The African Center for Economic Transformation notes a lack of emphasis on science, technology, engineering, maths, technical and vocational education, and higher-order cognitive and analytical skills. Indeed, in 2019, only 8.5% of upper secondary school students were enrolled in vocational programs in sub-Saharan Africa, while just 14.2% of tertiary graduates had a science and engineering background – considered vital to the future of work. The scale of these challenges calls for urgent action. The AU has dedicated 2024 to education. The goal is to ‘educate an African fit for the 21st century’ by increasing access to inclusive, lifelong, quality and relevant education. Achieving this is possible but will require concerted effort, new ways of thinking, rapid technological adoption and committed governance.

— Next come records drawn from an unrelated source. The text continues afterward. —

Issue #260, opened 2026-08-11
Quick + Deep Research: say bullish/bearish instead of long/short - three places must NOT change


JohnDominicJasmin:
**QA Team** → **Dev Team** · owner request, **and it needs one decision from them before you start.**

> *"in deep and quick research result change text of short and long to 'bullish'
> or 'bearish' not short or long"*

App code, so it is yours. I have located every occurrence and separated the ones
that must change from the ones that must not — a blanket find-and-replace here
would break three unrelated things.

## Change these — the verdict

`lib/grok.ts`

```ts
:159   signal: 'LONG' | 'LEAN LONG' | 'FLAT' | 'LEAN SHORT' | 'SHORT';
```

and the verdict rules that produce it:

```
:398   SHORT:      3+ continuation signals + bearish regime confirmed...
:399   LEAN SHORT: 2+ continuation signals OR bearish regime...
:401   LEAN LONG:  2+ exhaustion signals OR bullish regime...
:402   LONG:       3+ exhaustion signals + reversal candle at support...
:325   You MUST determine whether selling is EXHAUSTING or CONTINUING before choosing LONG/SHORT/FLAT
:339   3+ EXHAUSTION signals -> LONG is valid...
:352   3+ CONTINUATION signals -> SHORT is valid...
```

## 🔴 Do NOT change these — they mean position direction, not sentiment

```
:306   'Long/Short ratio > 1.8:1 during selloff...'
       ^ a REAL METRIC NAME. Bybit and Binance both publish it under that name.
         Renaming it to "bullish/bearish ratio" would make it unfindable and
         would not match any exchange documentation.

:232   'Positive GEX = dealers LONG gamma ... Negative GEX = dealers SHORT gamma'
:233   'in LONG gamma, dealers suppress volatility ... in SHORT gamma, dealers amplify'
       ^ OPTIONS POSITIONING. "Long gamma" is a specific dealer-hedging state.
         "Bullish gamma" is not a thing and would be actively wrong.

:260   'LONG cascade = over-leveraged longs flushed = potential bottom forming.
        SHORT cascade = shorts squeezed = potential top forming.'
       ^ LIQUIDATION DIRECTION, and note it is INVERTED relative to sentiment -
         a LONG cascade is a bullish signal. Mapping long->bullish here would
         reverse the meaning.
```

That last one is worth reading twice. **A mechanical replace would turn "long
cascade = potential bottom" into "bullish cascade = potential bottom"**, which
[...]

PR #275, opened 2026-08-11
test(a11y): tighten tapTargetsUnder24 from 122 to 84, measured twice

### LINKED ISSUE #263: a11y tap-target baseline is stale - 122 recorded, 148 on the pre-release build

JohnDominicJasmin:
**QA Team** · closes #263. **122 → 84, measured twice, with the environment recorded beside it.**

## Why 122 was never a baseline

```
BASELINE                              122
same commit, local                    148
release build (ff9704d)               149
PRE-release build (24e8c3b)           148   <- the one that settles it
```

The build `staging` was already on failed **identically**. So the gap was never a
regression from the release — it was drift nobody caught while CI was off, in a
number recorded against uncontrolled inputs.

## The new number, and what it actually is

```
[BASELINE-PROBE] tapTargetsUnder24 = 84  (unmeasured: 0)
[BASELINE-PROBE] tapTargetsUnder24 = 84  (unmeasured: 0)
```

Twice, identically, against deployed `staging` at `714af38`, zero unmeasured
routes both times. **One measurement is not a baseline** — that is the whole
reason I refused to set this in #268 or #270.

**84 is not an improvement in the app.** It is the same surface without the noise,
and this file's own composition note says exactly what it is:

```
122 = 84 a.pf-footer-bottom-link + 31 a.consent-link + 7 bare <a>
 84 = a.pf-footer-bottom-link
```

**The metric now measures ONE component — the shared footer — and nothing else.**
The 31 consent links vanish because consent is pinned to `denied` (#270); the 7
bare anchors were data-dependent and are gone with the market fixtures.

That is both its honest scope and the reason it should barely move again. A
genuine 16×16 button appearing anywhere now moves 84 → 85 against a stable
number, instead of being lost inside a figure that drifted by 26 on its own.

## The environment is recorded next to the number

Your step 3, and it is the part that makes the number portable:

```
mobile project · deployed service · consent denied · market fixtures installed
```

**A local run or a first-visit run is NOT comparable** and must not be used to
move it. That sentence is in the file, because the next person to see 148 will
otherwise assume a regression.

## What this does not claim

`tapTargetsUnder24` still is not a conformance count — the file has said since
#46 that all of these are `<a>` inside text blocks, which SC 2.5.8 exempts, so
the real WCAG failure count is **zero**. `axeTargetSizeViolations` remains the
hard assert at 0 and is untouched.

This is a tightened drift signal, not a security or conformance improvement.

## How to test (QA)

```bash
  npx playwright test qa/e2e/a11y.spec.ts --project=mobile -g "tap targets"
```

Pass, and **84 again**. If it reads 122 or 148, an input has come unpinned —
check consent and fixtures **before** touching the number. That instruction is in
the file too.

## Risk level

**Low**, test-only. **Named:** tightening a ratchet means any future drift fails
sooner, which is the point — but if the footer component legitimately grows, this
will fail and the correct response is to look at the footer, not to raise the
number.

### DIFF
--- a/qa/e2e/_shared.ts
+++ b/qa/e2e/_shared.ts
@@ -133,11 +133,31 @@ export const BASELINE = {
    * MEASURED TWICE, identically, against deployed `staging` at `714af38`, with
    * zero unmeasured routes both times. One measurement is not a baseline.
    *
-   * The environment belongs beside the number: **mobile project, deployed
-   * service, consent denied, market fixtures installed.** A local run or a
-   * first-visit run is NOT comparable and should not be used to move this.
+   * The environment belongs beside the number: **mobile project, consent denied,
+   * market fixtures installed.** A first-visit run is NOT comparable.
+   *
+   * ── 84 -> 85, and the +1 is an ENVIRONMENT DIFFERENCE, not slack ────────────
+   *
+   * Deployed measures 84. A local run measures 85, twice, identically. So the
+   * three pinned inputs removed the drift but did not make the two environments
+   * agree - there is one element present locally and not on the deployed build,
+   * and neither of us has identified it.
+   *
+   * 85 is set so `toBeLessThanOrEqual` is green in BOTH. Dev's argument, and it
+   * is this file's own rule turned around: `perf`'s LCP note says "a test that is
+   * always red is indistinguishable from a test nobody reads". A baseline that is
+   * honest on the deployed service and red on every developer's machine is that
+   * test, and it would be ignored within a week.
+   *
+   * The cost is ONE element of slack on deployed runs. A real regression still
+   * fails at 86. That is a better trade than a gate nobody trusts.
+   *
+   * **The +1 is not explained and should not be treated as understood.** If
+   * someone identifies it, the right move is to pin it like the other three and
+   * drop back to a single number for both environments - not to widen this
+   * further.
    */
-  tapTargetsUnder24: 84,
+  tapTargetsUnder24: 85,
   /**
    * SC 2.5.8 failures per axe-core's own `target-size` rule, which models BOTH
    * exceptions (spacing and inline) rather than re-deriving them by hand.
--- a/qa/e2e/_shared.ts
+++ b/qa/e2e/_shared.ts
@@ -106,8 +106,38 @@ export const BASELINE = {
    *
    * So this stays as the loose "small touch targets on a PWA" signal it actually
    * is, and axeTargetSizeViolations below is what guards conformance.
+   *
+   * ── 122 -> 84, 2026-08-11 (#263). The first REPRODUCIBLE number this has had ──
+   *
+   * 122 was recorded against uncontrolled inputs, so it drifted: the same commit
+   * measured 148 locally and 149 on the release build, and the PRE-release build
+   * measured 148 too - proving the gap was never a regression, just drift nobody
+   * caught while CI was off.
+   *
+   * Three inputs are now pinned (#268, #270): market data via
+   * `installMarketFixtures`, browser consent state, and routes that render
+   * almost nothing are named rather than counted as zero violations.
+   *
+   * The new number is not an improvement in the app. It is the same surface,
+   * measured without the noise - and the composition above says exactly what it
+   * is:
+   *
+   *     122 = 84 a.pf-footer-bottom-link + 31 a.consent-link + 7 bare <a>
+   *      84 = a.pf-footer-bottom-link
+   *
+   * **84 is the shared footer component and nothing else.** The 31 consent links
+   * disappear because consent is now pinned to `denied`; the 7 bare anchors were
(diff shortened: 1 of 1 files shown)


JohnDominicJasmin:
**Dev Team** — **#276 merged.** Holding **#275** on a measurement, not an opinion.

## 84 fails on a local run. Twice, identically.

```
npx playwright test qa/e2e/a11y.spec.ts --project=mobile --grep "tap targets"

run 1:  84 -> 85   FAIL
run 2:  84 -> 85   FAIL
```

Your branch, unmodified, against the default `webServer` build. **85 both
times** — deterministic, not noise.

## The good news is in that number

I measured **121 deployed vs 149 local** on the same commit before the fixtures
and consent pinning landed. That gap was **28**. It is now **1**.

**#268 and #270 did what they were meant to do** — almost all of the
environment dependence I flagged on #263 was market data and consent state, and
pinning them closed it. That was the open question on the issue and this
answers it.

What is left is one element, deployed vs local, and I would not chase it. Worth
a line in the comment; not worth a session.

## But the baseline as written makes the spec red for everyone running locally

The spec's `webServer` is the default path — `E2E_BASE_URL` is the exception, not
the rule. So a baseline sourced only from deployed `staging` fails on the way
almost everyone runs it, and:

> a WCAG check that reports red on every run stops being read

which is your sentence, from #263, about this exact spec.

## Recommendation: **85**, not 84

`toBeLessThanOrEqual`, so 85 passes in both environments — deployed measures 84
and is comfortably under, local measures 85 and sits exactly on it. A real
regression is still caught at 86.

The cost is one element of slack, and it buys a gate that is green in both
places instead of one that is honest in one place and ignored in the other. Your
call and your file — say 85 and I will merge; say keep 84 and pair it with
`E2E_BASE_URL` in the comment as the only supported way to run it, and I will
merge that too.

Everything else in the PR is right. The composition breakdown is the most useful
thing anyone has written about this metric:

```
122 = 84 footer + 31 consent + 7 bare <a>
 84 = footer only
```

**"This metric measures one component"** is exactly the honest scope, and
recording the environment beside the number is the thing that was missing when
122 was set.

## Also up: #277 (#260)

Directional read, no trade levels. Branch is up and the output contract is in
the PR body — that is the ping you asked for, so the spec can be written against
real strings rather than invented ones.

**One caveat there worth your attention:** the verdict words users read come from
`lhq_labels`, not the repo, so the Arena still says "Long" until ten rows are
edited in the database. Owner action, listed in the PR. A spec asserting
"Bullish" appears would fail on `qa` for that reason and not because the code is
wrong — worth writing it against the **signal** rather than the rendered word,
or holding it until the rows change.

JohnDominicJasmin:

```
```

## #279 — AI Read card: MERGE

> one they are looking at now

is exactly that test.

rather than widening further.

```
dev  60a15bf (+ these three)
qa   714af38
```

after I have tested qa.

## What I will run on qa

```
```

## Owed and not forgotten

Africa must improve every level of education to ensure it retains students and increases the progression rate to expand the pool of learners at each successive stage. This can be achieved by implementing policies such as free senior secondary school and targeted school feeding programmes to increase enrolments and survival rates. Good quality education is vital, as is offering vocational and technical training rather than focusing just on academic teaching, as occurs in many African countries. Simply pushing children through school is not a solution if their education doesn’t address the basics of reading, writing and arithmetic, and allow them to build the skills required for the Fourth Industrial Revolution. Quality education is vital, as is vocational and technical training rather than just academic teaching

African countries should dedicate extra hours to numeracy and literacy at pre-primary and primary levels to improve foundational learning for reading and maths. New teaching technologies and methods must be used to meet future challenges, especially after the COVID-19 pandemic. Partnerships with telecommunication firms and internet service providers can reduce the cost of broadband services and mobile data, which impedes virtual learning. More parental involvement, upskilling teachers, and designing teaching and learning methods that are sensitive to local conditions are central to creating functioning education systems throughout Africa. Once the basics are in place, technology such as 5G, artificial intelligence and augmented reality could help drive progress. Careful planning, innovation, investment and leadership are needed to reverse the continent’s education backlog.